Dr. Thomas Lapp kommentiert am Permanenter Link
Vielen Dank für den Hinweis, lieber Herr Kollege Dr. Spies. Das Urteil wird also am ersten Tag der CeBIT 2010 verkündet - das passt.
GustavMahler kommentiert am Permanenter Link
Die grosse Frage ist auch für mich, an welchem Wert das BVG die Speicherung festmacht. Entweder es stellt die Rechte des Bürgers in den Vordergrund, oder die Notwendigkeit/Möglichkeit der Strafverfolgung. Zum Letzteren neige ich eher, wenn auch mit Auflagen.
Bürgerinitiativ... kommentiert am Permanenter Link
Etwas zum Thema Vorratsdatenspeicherung:
Warum das Telemediengesetz und der Rundfunkstaatsvertrag ungültig sind und es keine Impressumpflicht gibt, welche mit dem Grundgesetz vereinbar ist. Zu Risiken und Nebenwirkungen befragen Sie Ihr Grundgesetz!
Vorab ein Zitat von gewisser Tragweite: Lübbe-Wolff, Bundesverfassungsrichterin in “Grundrechte als Eingriffsabwehrrechte”
Normenhierarchie des Grundgesetzes [1] vor dem einfachen Gesetz:
aloa5 kommentiert am Permanenter Link
Natürlich wird das BVerfG die Möglichkeit Strafverfolgung über die Gefahr eines aushölens der Grundrechte stellen.
Das ist zuallererst eine politische Frage. Die Juristen in Karlsruhe schützen die Grundrechte nicht wirklich. Sie setzen lediglich den Rahmen in welchem man sie brechen kann. Das ist auch ihre Aufgabe. Die Aushölung findet durch gewählte Politiker statt und ist nur in Berlin und nun auch im Europaparlament zu verhindern (oder eben nicht).
Ich vergleiche das wieder mit dem Urteil zum Lissabon-Vertrag. Dort lag der Fall ähnlich. Eigentlich ein klares "nein". Der Unterschied (auch zum Lauschangriff) ist hier: wenn die Datenbank einmal steht wird auch darauf zugegriffen werden - ob legal oder illegal bzw. verdeckt spielt dabei absolut keine Rolle. Man darf nicht vergessen das von den illegal legal verwendeten Steuer-CD´s bis hin zur Operation Mikado die Legitimation gefunden wird auch wenn es illegal zu sein scheint.

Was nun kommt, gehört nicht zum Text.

PR #1292, opened 2022-08-10
Update slot use in examples for all components in the alpha folder

mxriverlynn:
this PR updates all components in the `alpha/` folder to use the new `.with_#{slot_name}` syntax in docs examples

additionally, an error was found with the `Alpha::Layout` component that prevented it's docs from generating and updating correctly. the `status :alpha` flag was missing, and the gatsby `nav.yml` link was pointing to an incorrect (old) location. both of these have been corrected.

## Updated components

* Alpha::AutoComplete (deprecated)
* Alpha::Layout
* Alpha::TabNav
* Alpha::TabPanels
* Alpha::UnderlineNav
* Alpha::UnderlinePanels

## Screenshots

layout:
image

tab nav:
image

tab panels:
image

underline nav:
image

underline panels:
image

### DIFF
--- a/app/components/primer/alpha/layout.rb
+++ b/app/components/primer/alpha/layout.rb
@@ -14,6 +14,8 @@ module Primer
     #   Keyboard navigation follows the markup order. Decide carefully how the focus order should be be by deciding whether
     #   `main` or `sidebar` comes first in code. The code order won’t affect the visual position.
     class Layout < Primer::Component
+      status :alpha
+
       FIRST_IN_SOURCE_DEFAULT = :sidebar
       FIRST_IN_SOURCE_OPTIONS = [FIRST_IN_SOURCE_DEFAULT, :main].freeze
 
--- a/app/components/primer/alpha/layout.rb
+++ b/app/components/primer/alpha/layout.rb
@@ -80,8 +80,8 @@ module Primer
       # @example Default
       #
       #   <%= render(Primer::Alpha::Layout.new) do |c| %>
-      #     <% c.main(border: true) { "Main" } %>
-      #     <% c.sidebar(border: true) { "Sidebar" } %>
+      #     <% c.with_main(border: true) { "Main" } %>
+      #     <% c.with_sidebar(border: true) { "Sidebar" } %>
       #   <% end %>
       #
       # @example Main widths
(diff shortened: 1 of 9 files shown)


app/components/primer/alpha/layout.rb
```diff
@@ -14,6 +14,8 @@ module Alpha
     #   Keyboard navigation follows the markup order. Decide carefully how the focus order should be be by deciding whether
     #   `main` or `sidebar` comes first in code. The code order won’t affect the visual position.
     class Layout < Primer::Component
+      status :alpha
```
mxriverlynn, line 17: this was missing, and i think it was causing issues with the docs being rendered

docs/content/components/label.md
```diff
@@ -31,7 +31,7 @@ Use `aria-label` if the `Label` or the context around it don't explain the label
...
+<Example src="<span data-view-component='true' class='Label'>Default</span><span data-view-component='true' class='Label Label--primary'>Primary</span><span data-view-component='true' class='Label Label--secondary'>Secondary</span><span data-view-component='true' class='Label Label--accent'>Accent</span><span data-view-component='true' class='Label Label--success'>Success</span><span data-view-component='true' class='Label Label--attention'>Attention</span><span data-view-component='true' class='Label Label--danger'>Danger</span><span data-view-component='true' class='Label Label--severe'>Severe</span><span data-view-component='true' class='Label Label--done'>Done</span><span data-view-component='true' class='Label Label--sponsors'>Sponsors</span>" />
```
mxriverlynn, line 34: i don't know why this file has changed, honestly. but it keeps showing up as modified on my local system whenever i do any work so i figured it should be committed. let me know if these changes should be dropped, tho

docs/src/@primer/gatsby-theme-doctocat/nav.yml
```diff
@@ -68,7 +68,7 @@
   - title: Label
     url: "/components/label"
   - title: Layout
-    url: "/components/layout"
+    url: "/components/alpha/layout"
```
mxriverlynn, line 71: this didn't get updated when layout was moved into the alpha folder, and that was causing old docs to show up on the site (production is currently showing old docs)

joelhawksley: 🤔 I wonder if we could find a way to automatically check for this?

docs/content/components/label.md
joelhawksley: I'm not sure. Maybe we just commit this diff and see what happens? 😂

app/components/primer/alpha/layout.rb
joelhawksley: Could we add a test to catch this next time?

joelhawksley (approved):

docs/content/components/label.md
mxriverlynn: @joelhawksley honestly, i'm a big fan of that approach! once at a job almost 20 years ago, the IT Director found a box connected to a giant cable coming out of a hole in a wall, under a folding table in a closet. literally just a hole roughly cut out of the wall... no one knew what it did, so he unplugged it. three days later, the order entry people were wondering why they had not received any new orders in three days. turns out that box connected customer orders to the order entry team. oops 🤣

docs/src/@primer/gatsby-theme-doctocat/nav.yml
mxriverlynn: @joelhawksley the current `component_status_migrator` should handle this now. i think the layout component was a leftover from before i made those changes, and i didn't think to check it. 

🤔 probably worth writing a script to verify all the component links in `nav.yml` are correct, checking against the actual components' status. this could be a good CI check for builds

Un - ich vergleiche es dabei mit dem Richtervorbehalt. Auch bei selbigem ist es nicht die Aufgabe Karlsruhes zu prüfen ob die Richter es so verstehen wie sie es sollten. Wenn nachweislich die Richter sich Zitat: "die Ansicht nicht zu eigen machen", das es eine Prüfung im Sinne eines verbesserten Grundrechtsschutzes darstellt dann ist dies etwas wo Karlsruhe ebenso darüber hinwegsehen wird oder gar (ganz formal) muss wie über den Fakt das es die Justiz, Polizei oder die Politik überhaupt nicht interessiert ob sie auf diese Daten zugreifen dürfen oder nicht.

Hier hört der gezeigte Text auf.